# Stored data
PR #390, opened 2024-03-25
feat: ✨ syn-badge

### LINKED ISSUE #378: feat: ✨ syn-badge
# Story

As a user of the Synergy Design System, I would like to use a badges to draw attention and display statuses or counts.

# Acceptance criteria

- [x] Incorporates slots, Events, Methods, Parts from Shoelace
- [x] Tested: Playwright + Chromatic
- [x] Create a proper documentation which contains at least everything from the Shoelace component
- [x] Text in the documentation can be synced
- [x] non-pill variant und pulse are removed

schilchSICKAG:
# Pull Request

## 📖 Description

This PR adds support for `<syn-badge />`, as well as placement helpers to use badges in `<syn-button />` and `<syn-menu />`.

### 🎫 Issues

Closes #378.

## 👩‍💻 Reviewer Notes

- Just follow the usual procedure
- The story "With Empty Content" should be checked for naming and the used design tokens (`badge.withEmptyContent`).
- ~~We use a static `padding` value of **`7px`** in the component. This is done to make it look round when only one character is placed in the badge (e.g. `width` and `height` are both `22px` in this case). I opted to not use calc for this.~~ This is now adjusted in design and dev to use our tokens.
- The `warning` state in dark mode is currently not accessible. We know this and there are plans of fixing this issue, but doing it **may** not be part of this PR.

## 📑 Test Plan

- Check if everything looks right in the new Screenshots. Other Stories should not be affected at all.

## ✅ DoD


packages/components/src/components/badge/badge.component.ts
```diff
@@ -0,0 +1,54 @@
...
+          'badge--success': this.variant === 'success',
+          'badge--neutral': this.variant === 'neutral',
+          'badge--warning': this.variant === 'warning',
+          'badge--danger': this.variant === 'danger',
+        })}
+        role="status"
+        aria-label="${this.localize.term(`badge_${this.variant}`)}"
+      >
+        <slot></slot>
+      </span>
```
mariohamann, line 51:
```suggestion
      >
        <slot>
            ${this.localize.term(`badge_${this.variant}`)}</slot>
        </span>
```

The aria-label should only be there if no other content is provided, otherwise it overrides correct or adds unneeded information. Maybe it therefore is easier to provide default slots.

schilchSICKAG: This is actually a very nice idea. Seems to work fine

packages/components/src/translations/de.ts
```diff
@@ -37,7 +37,12 @@ const translation: Translation = {
   selectAColorFromTheScreen: 'Farbe vom Bildschirm auswählen',
   showPassword: 'Passwort anzeigen',
   slideNum: slide => `Folie ${slide}`,
-  toggleColorFormat: 'Farbformat umschalten'
+  toggleColorFormat: 'Farbformat umschalten',
+  badge_danger: 'Gefahr',
+badge_neutral: 'Neutral',
+badge_primary: 'Primär',
+badge_success: 'Erfolg',
+badge_warning: 'Warnung',
```
mariohamann, line 45: Translation keys shouldn't be component specific, as long as there translated term doesn't contain the component (e. g. `Close menu` could lead to the key `closeMenu` or similar).

Furthermore the texts should inform the user approriately, "Primär" doesn't give any information to screenreaders. Therefore some mapping has to be done on component side.

Here's my proposal, feel free to merge into your branch: https://github.com/synergy-design-system/synergy-design-system/pull/394

See especially https://github.com/synergy-design-system/synergy-design-system/pull/394/files#diff-0899acde5808332ea69599190c82ad6208b1704765348446d27c885f5f33ae01R52 and https://github.com/synergy-design-system/synergy-design-system/pull/394/files#diff-6e75b3b7229331821ff3bc44f3240f7385fad9d7d38c30f7094a92e1f8168890R42

mariohamann (approved):
Technically fine, there might be a little change regarding the spacings from design, but code-wise totally approved!

mariohamann (approved):

PR #406, opened 2024-04-05
docs: 📚 add syn-alert

LeaLeRose:
# Pull Request

## ✅ DoD

### DIFF
--- a/packages/tokens/src/figma-tokens/_docs.json
+++ b/packages/tokens/src/figma-tokens/_docs.json
@@ -77,7 +77,7 @@
           "type": "text"
         },
         "description": {
-          "value": "The toast stack is a fixed position singleton element created and managed internally by the alert component. It will be added and removed from the DOM as needed when toasts are shown. When more than one toast is visible, they will stack vertically in the toast stack.\n\nBy default, the toast stack is positioned at the top-right of the viewport. You can change its position by targeting .sl-toast-stack in your stylesheet. To make toasts appear at the top-left of the viewport, for example, use the following styles.",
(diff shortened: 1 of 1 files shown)


packages/tokens/src/figma-tokens/_docs.json
```diff
@@ -1,13 +1,85 @@
...
+          "type": "text"
+        }
+      },
+      "toast-stack": {
+        "title": {
+          "value": "The Toast Stack",
+          "type": "text"
+        },
+        "description": {
+          "value": "The toast stack is a fixed position singleton element created and managed internally by the alert component. It will be added and removed from the DOM as needed when toasts are shown. When more than one toast is visible, they will stack vertically in the toast stack.\n\nBy default, the toast stack is positioned at the top-right of the viewport. You can change its position by targeting .sl-toast-stack in your stylesheet. To make toasts appear at the top-left of the viewport, for example, use the following styles.",
```
kirchsuSICKAG, line 80: `sl` should be changed to `syn`

```suggestion
          "value": "The toast stack is a fixed position singleton element created and managed internally by the alert component. It will be added and removed from the DOM as needed when toasts are shown. When more than one toast is visible, they will stack vertically in the toast stack.\n\nBy default, the toast stack is positioned at the top-right of the viewport. You can change its position by targeting .syn-toast-stack in your stylesheet. To make toasts appear at the top-left of the viewport, for example, use the following styles.",
```

kirchsuSICKAG (dismissed):

kirchsuSICKAG (approved):

PR #413, opened 2024-04-12
docs: 📚 add syn-dialog

LeaLeRose:
# Pull Request

## ✅ DoD

### DIFF
--- a/packages/tokens/src/figma-tokens/_docs.json
+++ b/packages/tokens/src/figma-tokens/_docs.json
@@ -367,13 +367,65 @@
       }
     },
     "dialog": {
-      "description": {
-        "value": "Dialogs, sometimes called \"modals\", appear above the page and require the user's immediate attention.",
-        "type": "text"
+      "default": {
+        "description": {
+          "value": "Dialogs, sometimes called \"modals\", appear above the page and require the user's immediate attention.",
+          "type": "text"
+        },
+        "title": {
+          "value": "Dialog",
+          "type": "text"
+        }
       },
-      "title": {
-        "value": "Dialog",
-        "type": "text"
+      "custom-width": {
+        "title": {
+          "value": "Custom Width",
+          "type": "text"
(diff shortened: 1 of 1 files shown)


packages/tokens/src/figma-tokens/_docs.json
```diff
@@ -367,13 +367,65 @@
...
+          "type": "text"
+        }
+      },
+      "prevent-closing": {
+        "title": {
+          "value": "Preventing the Dialog from Closing",
+          "type": "text"
+        },
+        "description": {
+          "value": "By default, dialogs will close when the user clicks the close button, clicks the overlay, or presses the Escape key. In most cases, the default behavior is the best behavior in terms of UX. However, there are situations where this may be undesirable, such as when data loss will occur.\n\nTo keep the dialog open in such cases, you can cancel the sl-request-close event. When canceled, the dialog will remain open and pulse briefly to draw the user’s attention to it.\n\nYou can use event.detail.source to determine what triggered the request to close. This example prevents the dialog from closing when the overlay is clicked, but allows the close button or Escape to dismiss it.",
```
kirchsuSICKAG, line 416: `sl` should by changed to `syn`

```suggestion
          "value": "By default, dialogs will close when the user clicks the close button, clicks the overlay, or presses the Escape key. In most cases, the default behavior is the best behavior in terms of UX. However, there are situations where this may be undesirable, such as when data loss will occur.\n\nTo keep the dialog open in such cases, you can cancel the syn-request-close event. When canceled, the dialog will remain open and pulse briefly to draw the user’s attention to it.\n\nYou can use event.detail.source to determine what triggered the request to close. This example prevents the dialog from closing when the overlay is clicked, but allows the close button or Escape to dismiss it.",
```

kirchsuSICKAG (changes requested):

kirchsuSICKAG (approved):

# Problem details
Only lines containing the word "Farbformat" should appear in the answer, and every such line from the records above must be there.

# Written answer
-  toggleColorFormat: 'Farbformat umschalten'
+  toggleColorFormat: 'Farbformat umschalten',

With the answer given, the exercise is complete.